Amanita onusta, commonly known as the loaded Lepidella, the gunpowder Lepidella or the gunpowder amanita, is a species of fungus in the mushroom family Amanitaceae. It is characterized by its small to medium-sized fruit bodies that have white to pale gray caps crowded with roughly conical, pyramidal, or irregular gray warts. The stipe is whitish-gray with woolly or wart-like veil remnants, and at the base is a spindle- or turnip-shaped base that is rooted somewhat deeply in the soil.

The species is distributed in eastern North America, from Nova Scotia to Mexico, and may be found growing on the ground in deciduous forests, particularly those with oak, hickory and chestnut. Fruit bodies smell somewhat like bleaching powder, and their edibility is unknown, but are possibly toxic.

==Taxonomy==
Amanita onusta was first described in 1874 by American mycologist Elliot Calvin Howe as Agaricus onustus. Later, in 1891, Pier Andrea Saccardo transferred the species to the genus Amanita. Amanita authority Cornelis Bas, writing in his extensive 1969 monograph on the genus, placed the species in his stirps Microlepis, subsection Solitariae, section Lepidellus. This grouping of Amanita mushroom species also includes A. abrupta, A. atkinsoniana, A. costaricensis (a provisionally named species authored by Tulloss, Halling, & G.M. Muell.), A. nitida (as Coker described the species) and A. sphaerobulbosa.

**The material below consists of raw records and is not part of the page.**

PR #404, opened 2022-01-25
quantile implementation

KathiaBarahona:
https://github.com/objectiv/objectiv-analytics/issues/410

Depends on series.append https://github.com/objectiv/objectiv-analytics/pull/402, since we need to concat calculations of multiple quantiles into a new series.

### DIFF
--- a/bach/bach/dataframe.py
+++ b/bach/bach/dataframe.py
@@ -1,4 +1,5 @@
 from copy import copy
+from functools import reduce
 from typing import List, Set, Union, Dict, Any, Optional, Tuple, cast, NamedTuple, \
     TYPE_CHECKING, Callable, Hashable, Sequence
 from uuid import UUID
@@ -2031,14 +2032,26 @@ class DataFrame:
         :param numeric_only: whether to aggregate numeric series only, or attempt all.
         :returns: a new DataFrame with the aggregation applied to all selected columns.
         """
-        return self._aggregate_func(
+        df = self
+        if df.group_by is None:
+            df = df.groupby()
+
+        new_series = df._apply_func_to_series(
             func='quantile',
             axis=axis,
-            numeric_only=numeric_only,
-            level=level,
+            numeric_only=True,
+            exclude_non_applied=True,
+            partition=df.group_by,
             q=q,
             **kwargs,
         )
+        # TODO: check all have the same index
+        series_to_df = [series.to_frame() for series in new_series]
+        df = reduce(
+            lambda left, right: left.merge(right, left_index=True, right_index=True),
+            series_to_df
+        )
+        return self
 
     def nunique(self, axis=1, skipna=True, **kwargs):
         """
--- a/bach/bach/dataframe.py
+++ b/bach/bach/dataframe.py
@@ -2296,7 +2296,7 @@ class DataFrame:
             ignore_index=ignore_index,
             sort=sort,
         )()
-        return concatenated_df if isinstance(concatenated_df, DataFrame) else concatenated_df.to_frame()
+        return concatenated_df
 
 
 def dict_name_series_equals(a: Dict[str, 'Series'], b: Dict[str, 'Series']):
--- a/bach/bach/dataframe.py
+++ b/bach/bach/dataframe.py
@@ -19,7 +19,7 @@ from sql_models.sql_generator import to_sql
 if TYPE_CHECKING:
     from bach.partitioning import Window, GroupBy
     from bach.savepoints import Savepoints
-    from bach.series import Series, SeriesBoolean, SeriesAbstractNumeric
+    from bach.series import Series, SeriesBoolean
 
 # TODO exclude from docs
 DataFrameOrSeries = Union['DataFrame', 'Series']
@@ -2020,7 +2020,6 @@ class DataFrame:
         self,
         q: Union[float, List[float]] = 0.5,
         axis=1,
-        numeric_only=True,
         **kwargs,
     ):
         """
@@ -2028,10 +2027,13 @@ class DataFrame:
 
         :param q: value or list of values between 0 and 1.
         :param axis: only ``axis=1`` is supported. This means columns are aggregated.
-        :param numeric_only: whether to aggregate numeric series only, or attempt all.
         :returns: a new DataFrame with the aggregation applied to all selected columns.
         """
+        from bach.series.series_numeric import SeriesAbstractNumeric
         df = self
+        if all(not isinstance(s, SeriesAbstractNumeric) for s in df.all_series.values()):
+            raise ValueError('Cannot calculate quantiles for dataframe with no numeric columns.')
+
         if df.group_by is None:
             df = df.groupby()
 
@@ -2042,7 +2044,7 @@ class DataFrame:
             new_series = df._apply_func_to_series(
                 func='quantile',
                 axis=axis,
-                numeric_only=numeric_only,
+                numeric_only=True,
                 exclude_non_applied=True,
                 partition=df.group_by,
                 q=qt,
--- a/bach/bach/dataframe.py
+++ b/bach/bach/dataframe.py
@@ -8,7 +8,7 @@ import pandas
 from sqlalchemy.engine import Engine
 from sqlalchemy.future import Connection
 
-from bach.expression import Expression, SingleValueExpression, VariableToken
+from bach.expression import Expression, SingleValueExpression, VariableToken, AggregateFunctionExpression
 from bach.sql_model import BachSqlModel, CurrentNodeSqlModel, get_variable_values_sql
 from bach.types import get_series_type_from_dtype, get_dtype_from_db_dtype
 from sql_models.graph_operations import update_placeholders_in_graph, get_all_placeholders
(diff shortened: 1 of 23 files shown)


bach/bach/series/series.py
```diff
@@ -1069,6 +1069,34 @@ def mode(self, partition: WrappedPartition = None, skipna: bool = True):
...
+                expression=AggregateFunctionExpression.construct(
+                    f'percentile_cont({qt}) within group (order by {{}})',
+                    self,
+                ),
+            )
+
+            quantile_df = agg_result.to_frame().materialize()
+            # maps the resultant quantile
+            quantile_df['q'] = qt
+            quantile_df = quantile_df.set_index('q')
```
KathiaBarahona, line 1090: **Context**
When calculating multiple quantiles for a series, the method should return a Series object where each row has the calculated quantile plus it's result. 
Example:
|      | result |
|:----:|:------:|
| 0.25 |    1   |
|  0.5 |    2   |
| 0.75 |    3   |

Since `quantile` is an aggregated function, setting a constant expression as its index requires multiple changes on more complex methods, therefore I decided to convert the result into a dataframe and materialize the aggregation subquery, this way we can add the constant value as an index (was the least hacky solution that I managed to do).

bach/bach/dataframe.py
```diff
@@ -2015,6 +2016,50 @@ def mode(self, axis=1, skipna=True, level=None, numeric_only=False, **kwargs):
...
+        quantile_df = quantile_df.sum() if unique_quantile else quantile_df.groupby(by='q').sum()
+
+        quantile_df.rename(
+            columns={
+                name: name.replace('_sum', '') for name in quantile_df.data_columns
+            },
+            inplace=True
+        )
+        return quantile_df
+
```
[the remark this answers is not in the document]
KathiaBarahona: Also tried using `DataFrame.merge` instead of the concat operation. But was a bit of a headache when the series have empty indexes.

bach/bach/dataframe.py
```diff
@@ -2015,6 +2016,42 @@ def mode(self, axis=1, skipna=True, level=None, numeric_only=False, **kwargs):
...
+            q=q,
+            **kwargs,
+        )
+        if isinstance(q, float) or len(q) == 1:
+            return df.copy_override(base_node=new_series[0].base_node, series={s.name: s for s in new_series})
+
+        # merge all quantiles based on 'q' index
+        return reduce(
+            lambda left, right: left.merge(right, on='q'), [series.to_frame() for series in new_series]
+        )
```
KathiaBarahona, line 2053: we should consider merging with multiple dataframes, this would  make this query significantly smaller

bach/bach/dataframe.py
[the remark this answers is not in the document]
KathiaBarahona: ignore ^ that comment

bach/bach/dataframe.py
jansentom: would be cool to support, but quite complex maybe. Could you create an issue for something like "allow merge on multiple dataframes on single "on"?

KathiaBarahona: There it goes. https://github.com/objectiv/objectiv-analytics/issues/414
Anyways, I ended up using concat operation, the query got a bit smaller

bach/bach/dataframe.py
```diff
@@ -2015,6 +2016,63 @@ def mode(self, axis=1, skipna=True, level=None, numeric_only=False, **kwargs):
...
+                return quantile_df
+
+            # a hack in order to avoid calling quantile_df.materialized().
+            # Currently doing quantile['q'] = qt
+            # will raise some errors since the expression is not an instance of AggregateFunctionExpression
+            quantile_df['q'] = initial_series.copy_override(
+                dtype='float64',
+                expression=AggregateFunctionExpression.construct(fmt=f'{qt}'),
+            )
+            quantile_df.view_sql()
```
KathiaBarahona, line 2068: whoops, removing it

bach/bach/dataframe.py
```diff
@@ -2015,6 +2016,62 @@ def mode(self, axis=1, skipna=True, level=None, numeric_only=False, **kwargs):
...
+        Returns the quantile of all numeric columns.
+
+        :param q: value or list of values between 0 and 1.
+        :param axis: only ``axis=1`` is supported. This means columns are aggregated.
+        :param numeric_only: whether to aggregate numeric series only, or attempt all.
+        :returns: a new DataFrame with the aggregation applied to all selected columns.
+        """
+        df = self
+        if df.group_by is None:
+            df = df.groupby()
```
thijs-obj, line 2036: question: is groupby needed? Can we not use `percentile_cont` in sql without grouping?

bach/bach/dataframe.py
```diff
@@ -2015,6 +2016,62 @@ def mode(self, axis=1, skipna=True, level=None, numeric_only=False, **kwargs):
...
+            new_series = df._apply_func_to_series(
+                func='quantile',
+                axis=axis,
+                numeric_only=numeric_only,
+                exclude_non_applied=True,
+                partition=df.group_by,
+                q=qt,
+                **kwargs,
+            )
+            initial_series = new_series[0]
```
thijs-obj, line 2051: question: do we not need to handle the two special cases where `len(q) == 0` and `len(self.data) == 0` ?

Or are we satisfied with raising an exception like we do now?

bach/bach/dataframe.py
```diff
@@ -2015,6 +2016,62 @@ def mode(self, axis=1, skipna=True, level=None, numeric_only=False, **kwargs):
...
+                series={s.name: s for s in new_series},
+                index={},
+                group_by=[initial_series.group_by],
+            )
+            if len(quantiles) == 1:
+                return quantile_df
+
+            # a hack in order to avoid calling quantile_df.materialized().
+            # Currently doing quantile['q'] = qt
+            # will raise some errors since the expression is not an instance of AggregateFunctionExpression
```
thijs-obj, line 2063: thanks good explanation :ok_hand:

bach/bach/dataframe.py
```diff
@@ -2015,6 +2016,62 @@ def mode(self, axis=1, skipna=True, level=None, numeric_only=False, **kwargs):
...
 
+    def quantile(
+        self,
+        q: Union[float, List[float]] = 0.5,
+        axis=1,
+        numeric_only=True,
+        **kwargs,
+    ):
+        """
+        Returns the quantile of all numeric columns.
```
thijs-obj, line 2027: it says here `all numeric columns`. So what happens if I call this with `numeric_only=False` ?

bach/docs/source/DataFrame.rst
```diff
@@ -146,6 +146,7 @@ Reshaping, indexing, sorting & merging
     DataFrame.reset_index
     DataFrame.set_index
     DataFrame.merge
+    DataFrame.append
```
thijs-obj, line 149: nice :+1:

thijs-obj (commented):
I think the generated SQL is much nicer than before. Did leave a whole bunch of questions I have about how this works

bach/bach/dataframe.py
jansentom: we need it indeed, else we can not use AggregateFunctionExpression

bach/bach/dataframe.py
jansentom: Let's add the checks indeed.

bach/bach/dataframe.py
```diff
@@ -2015,6 +2016,62 @@ def mode(self, axis=1, skipna=True, level=None, numeric_only=False, **kwargs):
...
+            )
+            if len(quantiles) == 1:
+                return quantile_df
+
+            # a hack in order to avoid calling quantile_df.materialized().
+            # Currently doing quantile['q'] = qt
+            # will raise some errors since the expression is not an instance of AggregateFunctionExpression
+            quantile_df['q'] = initial_series.copy_override(
+                dtype='float64',
+                expression=AggregateFunctionExpression.construct(fmt=f'{qt}'),
```
jansentom, line 2066: You can slightly decrease the hackiness by not using the literal `qt` but use `SeriesFloat64.supported_literal_to_expression()`

bach/bach/series/series.py
```diff
@@ -1069,6 +1069,47 @@ def mode(self, partition: WrappedPartition = None, skipna: bool = True):
...
+                return agg_result
+
+            quantile_df = agg_result.to_frame()
+            # maps the resultant quantile
+            # a hack in order to avoid calling quantile_df.materialized().
+            # Currently doing quantile['q'] = qt
+            # will raise some errors since the expression is not an instance of AggregateFunctionExpression
+            quantile_df['q'] = agg_result.copy_override(
+                dtype='float64',
+                expression=AggregateFunctionExpression.construct(fmt=f'{qt}'),
```
jansentom, line 1102: Same comment as in df.quantile()

bach/bach/series/series.py
```diff
@@ -1069,6 +1069,47 @@ def mode(self, partition: WrappedPartition = None, skipna: bool = True):
             skipna=skipna
         )
 
+    def quantile(self, partition: WrappedPartition = None, q: Union[float, List[float]] = 0.5):
+        """
+        When q is a float or len(q) == 1, the resultant series index will be empty
```
jansentom, line 1074: that's not entirely true: the resulting series will have the index matching the requested group_by as set in `partition`.

jansentom (approved):
Some very small remarks/changes, but neeeeeearly done! It's come out very nice (thanks for the clear comments around the hack)

bach/bach/dataframe.py
```diff
@@ -2015,6 +2016,50 @@ def mode(self, axis=1, skipna=True, level=None, numeric_only=False, **kwargs):
...
+            numeric_only=numeric_only,
+            exclude_non_applied=True,
+            partition=df.group_by,
+            q=q,
+            **kwargs,
+        )
+        unique_quantile = isinstance(q, float) or len(q) == 1
+
+        from bach.concat import DataFrameConcatOperation
+        quantile_df = DataFrameConcatOperation([series.to_frame() for series in new_series])()
```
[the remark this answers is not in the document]
KathiaBarahona: Yes, the current problem is that we will have a bunch of nested joins. Created https://github.com/objectiv/objectiv-analytics/issues/414 to do merge with multiple dataframes at once

bach/bach/series/series.py
```diff
@@ -1069,6 +1069,34 @@ def mode(self, partition: WrappedPartition = None, skipna: bool = True):
             skipna=skipna
         )
 
+    def quantile(self, partition: WrappedPartition = None, q: Union[float, List[float]] = 0.5):
```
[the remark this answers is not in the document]
KathiaBarahona: Will add it, but we should also define the returning type to the other agg methods.

bach/bach/dataframe.py
KathiaBarahona: @jansentom we can raise an exception for now, Pandas just returns an empty  df for this cases, it just doesn't makes sense to me to try to calculate quantiles for a df that has no numeric series.
Also, I'll remove the `numeric_only` parameter

bach/bach/dataframe.py
KathiaBarahona: will remove that parameter, we shouldn't even consider trying with non numeric columns

bach/bach/dataframe.py
KathiaBarahona: Unfortunately not, all series must have an aggregated expression when group_by is present :(.

https://github.com/objectiv/objectiv-analytics/blob/7e492605da21d85be07c63971cda8d9abeaf45fe/bach/bach/dataframe.py#L1665-L1673

bach/bach/series/series.py
KathiaBarahona: huuh true true. good catch

bach/bach/dataframe.py
jansentom: Ah yes, but that's not what I meant. I meant `expression=AggregateFunctionExpression(SeriesFloat64.supported_literal_to_expression(qt))`

jansentom (approved):
Whoop! ship it!

bach/bach/dataframe.py
KathiaBarahona: yeeah, but actually that won't work. It'll be:
``` python
AggregateFunctionExpression(
    SeriesFloat64.supported_literal_to_expression(SeriesFloat64.supported_value_to_literal(qt))
)
```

The Latin epithet onustusa means "charged, load-carrying, burdened", and a regular adjective derived from onus, "burden" (the same word that gave the English onus). A. onusta is commonly known as the "loaded Lepidella", or the "gunpowder Lepidella".

==Description==
The fruit bodies of Amanita onusta have caps that are initially broadly convex but flatten out as they mature, reaching diameters of 5 to 10 cm. The cap surface, grayish-white in color, is ornamented with conical or pyramidal raised warts, or flattened, symmetrically arranged gray to brownish gray, grayish brown or grayish-orange small scales (squamules) that are densely arranged over the surface.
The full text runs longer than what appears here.